[Dataset entries]
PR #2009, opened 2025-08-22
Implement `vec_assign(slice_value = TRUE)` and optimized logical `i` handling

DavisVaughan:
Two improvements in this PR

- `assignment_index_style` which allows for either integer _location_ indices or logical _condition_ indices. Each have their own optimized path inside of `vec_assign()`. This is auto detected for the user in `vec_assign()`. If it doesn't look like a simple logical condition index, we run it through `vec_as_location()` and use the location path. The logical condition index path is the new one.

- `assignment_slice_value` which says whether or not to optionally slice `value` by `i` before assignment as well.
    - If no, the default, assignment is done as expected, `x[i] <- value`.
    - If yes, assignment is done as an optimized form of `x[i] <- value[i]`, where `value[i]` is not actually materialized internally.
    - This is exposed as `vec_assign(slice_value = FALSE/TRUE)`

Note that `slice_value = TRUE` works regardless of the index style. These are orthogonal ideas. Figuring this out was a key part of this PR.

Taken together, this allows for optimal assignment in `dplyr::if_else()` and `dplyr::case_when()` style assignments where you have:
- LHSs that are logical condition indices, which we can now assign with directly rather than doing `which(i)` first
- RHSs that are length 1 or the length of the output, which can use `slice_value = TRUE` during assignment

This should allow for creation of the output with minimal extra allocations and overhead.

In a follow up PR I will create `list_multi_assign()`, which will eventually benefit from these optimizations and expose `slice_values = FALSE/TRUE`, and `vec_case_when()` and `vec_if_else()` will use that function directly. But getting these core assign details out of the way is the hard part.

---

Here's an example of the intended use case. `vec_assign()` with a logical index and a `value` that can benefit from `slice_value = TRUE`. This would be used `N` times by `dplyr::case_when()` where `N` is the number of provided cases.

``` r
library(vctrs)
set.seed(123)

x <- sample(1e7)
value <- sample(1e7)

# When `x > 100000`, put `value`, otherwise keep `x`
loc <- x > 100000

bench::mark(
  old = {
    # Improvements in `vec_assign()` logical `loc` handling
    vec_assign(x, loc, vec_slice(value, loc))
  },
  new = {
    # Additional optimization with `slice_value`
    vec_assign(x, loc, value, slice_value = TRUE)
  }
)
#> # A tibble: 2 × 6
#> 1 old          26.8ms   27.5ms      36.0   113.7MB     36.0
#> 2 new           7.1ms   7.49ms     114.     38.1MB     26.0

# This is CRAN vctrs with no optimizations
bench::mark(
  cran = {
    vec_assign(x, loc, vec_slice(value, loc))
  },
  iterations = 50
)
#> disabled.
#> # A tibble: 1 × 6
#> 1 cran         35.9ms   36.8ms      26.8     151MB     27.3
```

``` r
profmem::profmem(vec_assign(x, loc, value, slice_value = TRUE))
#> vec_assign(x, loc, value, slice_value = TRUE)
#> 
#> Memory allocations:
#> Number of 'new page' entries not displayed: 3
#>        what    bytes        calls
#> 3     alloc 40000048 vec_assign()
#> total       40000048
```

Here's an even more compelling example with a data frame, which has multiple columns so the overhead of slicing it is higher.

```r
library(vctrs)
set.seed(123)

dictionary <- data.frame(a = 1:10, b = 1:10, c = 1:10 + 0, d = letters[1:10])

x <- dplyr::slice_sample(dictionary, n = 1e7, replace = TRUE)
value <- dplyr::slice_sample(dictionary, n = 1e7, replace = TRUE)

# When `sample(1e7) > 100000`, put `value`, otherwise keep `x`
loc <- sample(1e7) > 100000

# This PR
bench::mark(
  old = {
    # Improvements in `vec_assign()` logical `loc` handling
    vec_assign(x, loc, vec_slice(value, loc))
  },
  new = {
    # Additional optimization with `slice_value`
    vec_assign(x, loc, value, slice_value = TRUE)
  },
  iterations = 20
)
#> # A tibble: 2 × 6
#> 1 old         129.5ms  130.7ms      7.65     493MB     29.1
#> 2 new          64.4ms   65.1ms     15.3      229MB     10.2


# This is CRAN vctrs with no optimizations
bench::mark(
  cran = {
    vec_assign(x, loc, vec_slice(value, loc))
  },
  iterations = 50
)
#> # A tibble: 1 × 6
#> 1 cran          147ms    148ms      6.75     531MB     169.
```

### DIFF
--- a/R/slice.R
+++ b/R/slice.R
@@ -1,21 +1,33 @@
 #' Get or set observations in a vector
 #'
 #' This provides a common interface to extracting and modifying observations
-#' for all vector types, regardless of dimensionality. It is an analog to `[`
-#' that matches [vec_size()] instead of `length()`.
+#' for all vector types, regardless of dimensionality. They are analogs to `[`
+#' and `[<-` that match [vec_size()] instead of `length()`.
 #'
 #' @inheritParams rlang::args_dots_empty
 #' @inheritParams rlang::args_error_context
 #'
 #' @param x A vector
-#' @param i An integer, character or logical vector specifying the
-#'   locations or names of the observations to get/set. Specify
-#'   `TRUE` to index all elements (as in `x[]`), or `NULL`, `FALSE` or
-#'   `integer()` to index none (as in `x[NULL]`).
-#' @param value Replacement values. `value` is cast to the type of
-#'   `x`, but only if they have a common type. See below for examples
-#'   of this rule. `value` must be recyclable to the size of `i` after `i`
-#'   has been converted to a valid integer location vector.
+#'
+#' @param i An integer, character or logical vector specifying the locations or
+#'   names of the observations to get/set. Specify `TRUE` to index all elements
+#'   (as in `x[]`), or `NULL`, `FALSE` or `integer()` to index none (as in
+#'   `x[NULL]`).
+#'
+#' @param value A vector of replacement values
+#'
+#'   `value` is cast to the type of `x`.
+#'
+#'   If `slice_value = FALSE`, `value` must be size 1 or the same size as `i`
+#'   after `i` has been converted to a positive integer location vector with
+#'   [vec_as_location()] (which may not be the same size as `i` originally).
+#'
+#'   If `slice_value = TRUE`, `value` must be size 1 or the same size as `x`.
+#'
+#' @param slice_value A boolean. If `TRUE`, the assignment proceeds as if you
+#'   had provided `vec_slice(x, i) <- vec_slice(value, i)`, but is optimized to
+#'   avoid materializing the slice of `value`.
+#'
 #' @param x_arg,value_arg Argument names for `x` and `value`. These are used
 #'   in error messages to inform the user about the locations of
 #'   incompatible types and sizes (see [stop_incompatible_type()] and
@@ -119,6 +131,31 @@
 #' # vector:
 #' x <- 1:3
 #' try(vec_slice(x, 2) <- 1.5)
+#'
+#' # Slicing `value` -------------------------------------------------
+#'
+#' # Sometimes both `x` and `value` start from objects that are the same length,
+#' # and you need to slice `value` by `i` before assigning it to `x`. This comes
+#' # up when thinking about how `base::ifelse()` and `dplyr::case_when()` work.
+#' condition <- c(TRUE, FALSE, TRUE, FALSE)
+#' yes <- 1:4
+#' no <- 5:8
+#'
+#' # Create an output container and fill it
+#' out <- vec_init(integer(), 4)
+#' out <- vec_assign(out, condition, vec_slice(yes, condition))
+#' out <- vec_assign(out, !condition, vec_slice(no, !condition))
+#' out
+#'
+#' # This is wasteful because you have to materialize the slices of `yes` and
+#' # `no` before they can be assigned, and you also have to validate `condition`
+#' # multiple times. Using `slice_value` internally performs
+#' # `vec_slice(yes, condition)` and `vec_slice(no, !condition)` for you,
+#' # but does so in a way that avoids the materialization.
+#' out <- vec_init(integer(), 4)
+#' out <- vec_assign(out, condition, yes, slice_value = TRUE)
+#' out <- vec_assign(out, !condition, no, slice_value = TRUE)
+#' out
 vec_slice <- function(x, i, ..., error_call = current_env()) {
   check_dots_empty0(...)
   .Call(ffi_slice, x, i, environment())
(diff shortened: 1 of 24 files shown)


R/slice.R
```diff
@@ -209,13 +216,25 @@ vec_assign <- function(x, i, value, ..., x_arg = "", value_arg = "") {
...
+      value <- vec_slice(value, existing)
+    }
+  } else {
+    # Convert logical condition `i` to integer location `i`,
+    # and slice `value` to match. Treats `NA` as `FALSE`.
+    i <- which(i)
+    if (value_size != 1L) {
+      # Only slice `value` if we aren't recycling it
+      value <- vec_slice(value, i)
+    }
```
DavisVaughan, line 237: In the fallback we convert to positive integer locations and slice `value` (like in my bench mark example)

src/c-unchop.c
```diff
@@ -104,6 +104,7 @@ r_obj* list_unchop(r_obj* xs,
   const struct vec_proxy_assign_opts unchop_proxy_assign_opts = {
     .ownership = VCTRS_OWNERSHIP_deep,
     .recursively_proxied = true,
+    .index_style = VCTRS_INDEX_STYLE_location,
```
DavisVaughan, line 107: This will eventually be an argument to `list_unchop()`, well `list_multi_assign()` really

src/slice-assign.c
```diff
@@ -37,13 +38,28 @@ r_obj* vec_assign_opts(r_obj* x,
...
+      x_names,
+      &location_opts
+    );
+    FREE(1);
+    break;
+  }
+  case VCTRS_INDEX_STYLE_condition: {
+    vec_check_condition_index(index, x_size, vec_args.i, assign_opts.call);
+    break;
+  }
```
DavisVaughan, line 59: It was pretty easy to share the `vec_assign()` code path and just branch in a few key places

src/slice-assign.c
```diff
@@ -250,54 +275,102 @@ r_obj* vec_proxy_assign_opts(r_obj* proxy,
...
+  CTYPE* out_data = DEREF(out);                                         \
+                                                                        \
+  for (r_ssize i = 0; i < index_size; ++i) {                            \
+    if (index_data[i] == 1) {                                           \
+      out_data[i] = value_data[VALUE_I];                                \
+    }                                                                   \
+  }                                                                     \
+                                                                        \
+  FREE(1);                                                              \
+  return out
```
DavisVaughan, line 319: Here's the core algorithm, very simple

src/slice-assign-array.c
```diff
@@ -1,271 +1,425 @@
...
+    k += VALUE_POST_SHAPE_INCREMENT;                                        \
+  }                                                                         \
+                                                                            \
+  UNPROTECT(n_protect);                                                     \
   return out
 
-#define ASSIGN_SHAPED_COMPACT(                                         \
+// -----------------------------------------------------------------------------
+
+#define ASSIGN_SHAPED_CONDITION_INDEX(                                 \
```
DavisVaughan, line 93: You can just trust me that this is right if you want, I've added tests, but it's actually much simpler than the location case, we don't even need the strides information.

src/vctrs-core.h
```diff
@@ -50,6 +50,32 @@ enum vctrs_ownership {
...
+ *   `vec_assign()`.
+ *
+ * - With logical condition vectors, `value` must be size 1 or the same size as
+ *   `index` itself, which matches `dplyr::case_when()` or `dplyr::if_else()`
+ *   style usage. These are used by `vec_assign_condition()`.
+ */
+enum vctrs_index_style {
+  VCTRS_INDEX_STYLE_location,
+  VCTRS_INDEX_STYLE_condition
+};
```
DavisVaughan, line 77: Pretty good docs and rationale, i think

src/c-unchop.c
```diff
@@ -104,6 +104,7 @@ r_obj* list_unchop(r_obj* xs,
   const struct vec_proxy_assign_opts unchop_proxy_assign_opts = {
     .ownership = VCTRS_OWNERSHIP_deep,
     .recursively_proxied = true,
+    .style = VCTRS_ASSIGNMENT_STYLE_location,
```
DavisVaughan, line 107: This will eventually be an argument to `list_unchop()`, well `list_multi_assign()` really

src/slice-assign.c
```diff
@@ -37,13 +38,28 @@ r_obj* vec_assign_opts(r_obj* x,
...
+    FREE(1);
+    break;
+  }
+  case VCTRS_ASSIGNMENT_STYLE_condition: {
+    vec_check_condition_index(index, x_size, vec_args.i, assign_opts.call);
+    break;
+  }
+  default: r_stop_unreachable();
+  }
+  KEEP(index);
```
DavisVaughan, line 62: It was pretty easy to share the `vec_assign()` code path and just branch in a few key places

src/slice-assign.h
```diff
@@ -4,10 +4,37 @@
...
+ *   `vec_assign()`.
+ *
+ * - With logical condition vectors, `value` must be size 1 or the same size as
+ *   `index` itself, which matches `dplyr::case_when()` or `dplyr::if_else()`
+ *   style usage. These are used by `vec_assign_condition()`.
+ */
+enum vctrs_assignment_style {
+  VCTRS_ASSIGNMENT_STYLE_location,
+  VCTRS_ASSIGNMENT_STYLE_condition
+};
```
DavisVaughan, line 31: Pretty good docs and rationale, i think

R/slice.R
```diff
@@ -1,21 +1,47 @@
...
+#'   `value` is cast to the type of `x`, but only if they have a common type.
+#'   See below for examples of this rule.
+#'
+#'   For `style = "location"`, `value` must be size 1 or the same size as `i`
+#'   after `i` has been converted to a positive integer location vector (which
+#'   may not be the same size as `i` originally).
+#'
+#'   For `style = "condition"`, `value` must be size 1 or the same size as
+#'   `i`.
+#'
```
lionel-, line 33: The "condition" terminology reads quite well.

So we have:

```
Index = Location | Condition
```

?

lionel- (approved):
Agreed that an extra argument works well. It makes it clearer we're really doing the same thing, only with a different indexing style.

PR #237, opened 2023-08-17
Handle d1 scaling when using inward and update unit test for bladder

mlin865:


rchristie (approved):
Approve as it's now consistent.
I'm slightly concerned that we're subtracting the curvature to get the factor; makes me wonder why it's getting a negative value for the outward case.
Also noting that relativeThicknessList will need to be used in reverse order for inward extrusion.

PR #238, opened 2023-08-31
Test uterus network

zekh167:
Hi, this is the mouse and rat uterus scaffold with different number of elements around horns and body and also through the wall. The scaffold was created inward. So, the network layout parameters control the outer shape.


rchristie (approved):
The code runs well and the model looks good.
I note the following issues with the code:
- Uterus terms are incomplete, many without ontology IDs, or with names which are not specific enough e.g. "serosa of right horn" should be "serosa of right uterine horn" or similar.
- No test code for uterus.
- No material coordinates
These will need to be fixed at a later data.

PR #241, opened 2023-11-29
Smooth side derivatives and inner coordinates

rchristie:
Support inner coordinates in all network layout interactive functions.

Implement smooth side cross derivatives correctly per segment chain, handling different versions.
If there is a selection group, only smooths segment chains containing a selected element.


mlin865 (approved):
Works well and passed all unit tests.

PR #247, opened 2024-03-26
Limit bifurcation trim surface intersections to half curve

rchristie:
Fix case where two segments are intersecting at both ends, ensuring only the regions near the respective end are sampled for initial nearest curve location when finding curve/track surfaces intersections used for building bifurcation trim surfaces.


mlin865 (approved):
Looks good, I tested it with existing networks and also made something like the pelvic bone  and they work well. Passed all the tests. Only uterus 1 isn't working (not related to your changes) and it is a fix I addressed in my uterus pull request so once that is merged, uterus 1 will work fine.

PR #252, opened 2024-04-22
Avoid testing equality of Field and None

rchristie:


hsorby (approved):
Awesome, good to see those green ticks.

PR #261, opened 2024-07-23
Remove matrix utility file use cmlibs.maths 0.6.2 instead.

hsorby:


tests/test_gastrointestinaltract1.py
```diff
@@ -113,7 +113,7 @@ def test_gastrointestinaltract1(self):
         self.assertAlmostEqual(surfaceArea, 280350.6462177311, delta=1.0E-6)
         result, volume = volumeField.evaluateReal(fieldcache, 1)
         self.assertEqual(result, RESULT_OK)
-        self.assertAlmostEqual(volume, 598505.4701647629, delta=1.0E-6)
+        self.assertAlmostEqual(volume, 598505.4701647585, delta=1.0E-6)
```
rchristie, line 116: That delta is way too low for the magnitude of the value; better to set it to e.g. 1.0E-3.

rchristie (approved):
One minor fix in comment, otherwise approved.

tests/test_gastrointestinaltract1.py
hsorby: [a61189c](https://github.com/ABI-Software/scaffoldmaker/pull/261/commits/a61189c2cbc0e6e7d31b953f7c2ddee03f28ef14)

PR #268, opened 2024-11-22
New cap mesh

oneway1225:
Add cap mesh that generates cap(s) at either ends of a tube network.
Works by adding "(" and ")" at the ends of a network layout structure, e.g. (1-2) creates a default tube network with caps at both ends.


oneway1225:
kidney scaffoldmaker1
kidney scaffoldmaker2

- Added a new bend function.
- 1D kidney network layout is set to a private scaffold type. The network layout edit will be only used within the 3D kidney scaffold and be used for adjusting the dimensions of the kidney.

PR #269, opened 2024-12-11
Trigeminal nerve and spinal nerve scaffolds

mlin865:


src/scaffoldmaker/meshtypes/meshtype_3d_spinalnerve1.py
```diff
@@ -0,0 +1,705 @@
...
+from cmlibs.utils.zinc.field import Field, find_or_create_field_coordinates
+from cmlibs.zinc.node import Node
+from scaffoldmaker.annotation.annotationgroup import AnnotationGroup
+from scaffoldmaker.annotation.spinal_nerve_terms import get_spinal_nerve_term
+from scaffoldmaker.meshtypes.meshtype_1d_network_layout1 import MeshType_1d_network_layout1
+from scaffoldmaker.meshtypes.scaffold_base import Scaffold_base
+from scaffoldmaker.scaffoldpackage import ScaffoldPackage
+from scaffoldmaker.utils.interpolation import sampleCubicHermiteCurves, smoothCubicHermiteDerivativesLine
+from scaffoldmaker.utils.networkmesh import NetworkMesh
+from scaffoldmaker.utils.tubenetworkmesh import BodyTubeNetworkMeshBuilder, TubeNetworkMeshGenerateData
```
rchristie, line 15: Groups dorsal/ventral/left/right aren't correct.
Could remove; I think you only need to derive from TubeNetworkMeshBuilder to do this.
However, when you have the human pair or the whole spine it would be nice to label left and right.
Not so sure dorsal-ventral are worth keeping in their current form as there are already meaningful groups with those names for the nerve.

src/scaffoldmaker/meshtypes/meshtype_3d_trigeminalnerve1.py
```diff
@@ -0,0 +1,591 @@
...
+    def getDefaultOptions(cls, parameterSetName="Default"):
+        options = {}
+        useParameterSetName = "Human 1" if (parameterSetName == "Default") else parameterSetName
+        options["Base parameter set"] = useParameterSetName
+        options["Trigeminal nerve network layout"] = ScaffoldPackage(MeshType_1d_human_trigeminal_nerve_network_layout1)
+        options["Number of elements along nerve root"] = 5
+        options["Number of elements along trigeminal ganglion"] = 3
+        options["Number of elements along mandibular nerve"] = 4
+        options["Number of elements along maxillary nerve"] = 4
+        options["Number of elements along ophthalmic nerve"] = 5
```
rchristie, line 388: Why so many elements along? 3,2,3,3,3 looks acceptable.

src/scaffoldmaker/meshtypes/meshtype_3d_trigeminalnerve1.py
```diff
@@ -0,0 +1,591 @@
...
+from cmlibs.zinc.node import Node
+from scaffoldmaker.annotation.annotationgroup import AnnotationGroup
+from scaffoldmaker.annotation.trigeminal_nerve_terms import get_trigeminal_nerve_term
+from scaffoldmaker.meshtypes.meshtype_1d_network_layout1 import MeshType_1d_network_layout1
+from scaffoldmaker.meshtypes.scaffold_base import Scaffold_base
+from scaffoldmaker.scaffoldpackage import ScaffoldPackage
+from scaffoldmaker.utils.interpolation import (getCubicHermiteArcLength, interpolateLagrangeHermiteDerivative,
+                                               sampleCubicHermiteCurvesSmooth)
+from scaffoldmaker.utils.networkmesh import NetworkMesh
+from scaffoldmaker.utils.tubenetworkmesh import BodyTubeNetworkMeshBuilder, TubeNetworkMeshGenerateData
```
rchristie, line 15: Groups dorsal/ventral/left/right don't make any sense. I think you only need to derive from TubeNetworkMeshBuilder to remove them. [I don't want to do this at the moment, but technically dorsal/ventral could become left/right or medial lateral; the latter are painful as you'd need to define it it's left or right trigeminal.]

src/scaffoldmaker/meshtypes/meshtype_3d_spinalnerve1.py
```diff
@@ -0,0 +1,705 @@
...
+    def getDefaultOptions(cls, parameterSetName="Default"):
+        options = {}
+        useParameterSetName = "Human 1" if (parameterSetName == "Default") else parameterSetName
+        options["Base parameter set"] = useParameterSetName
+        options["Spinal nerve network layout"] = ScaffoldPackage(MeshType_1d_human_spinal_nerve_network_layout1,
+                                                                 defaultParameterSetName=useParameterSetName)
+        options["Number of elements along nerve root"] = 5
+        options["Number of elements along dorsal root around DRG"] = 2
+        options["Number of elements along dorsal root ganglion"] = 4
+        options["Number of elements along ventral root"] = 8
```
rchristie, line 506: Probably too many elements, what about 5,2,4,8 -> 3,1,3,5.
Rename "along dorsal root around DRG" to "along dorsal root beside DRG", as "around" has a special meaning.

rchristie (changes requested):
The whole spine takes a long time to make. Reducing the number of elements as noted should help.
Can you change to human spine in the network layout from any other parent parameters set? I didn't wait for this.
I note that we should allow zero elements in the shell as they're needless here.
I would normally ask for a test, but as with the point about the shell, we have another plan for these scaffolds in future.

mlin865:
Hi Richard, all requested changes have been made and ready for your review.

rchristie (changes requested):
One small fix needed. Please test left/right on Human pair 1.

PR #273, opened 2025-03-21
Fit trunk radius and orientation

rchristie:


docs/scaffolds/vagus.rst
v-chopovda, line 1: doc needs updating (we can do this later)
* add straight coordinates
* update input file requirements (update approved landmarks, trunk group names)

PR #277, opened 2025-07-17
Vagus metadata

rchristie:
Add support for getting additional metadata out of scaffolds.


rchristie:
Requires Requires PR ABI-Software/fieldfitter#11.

Exercise brief
Return, exactly as they stand, the lines from the start of the records above through the line with "- If no, the", both ends included, and no other lines.

Exercise response
PR #2009, opened 2025-08-22
Implement `vec_assign(slice_value = TRUE)` and optimized logical `i` handling

DavisVaughan:
Two improvements in this PR

- `assignment_index_style` which allows for either integer _location_ indices or logical _condition_ indices. Each have their own optimized path inside of `vec_assign()`. This is auto detected for the user in `vec_assign()`. If it doesn't look like a simple logical condition index, we run it through `vec_as_location()` and use the location path. The logical condition index path is the new one.

- `assignment_slice_value` which says whether or not to optionally slice `value` by `i` before assignment as well.
    - If no, the default, assignment is done as expected, `x[i] <- value`.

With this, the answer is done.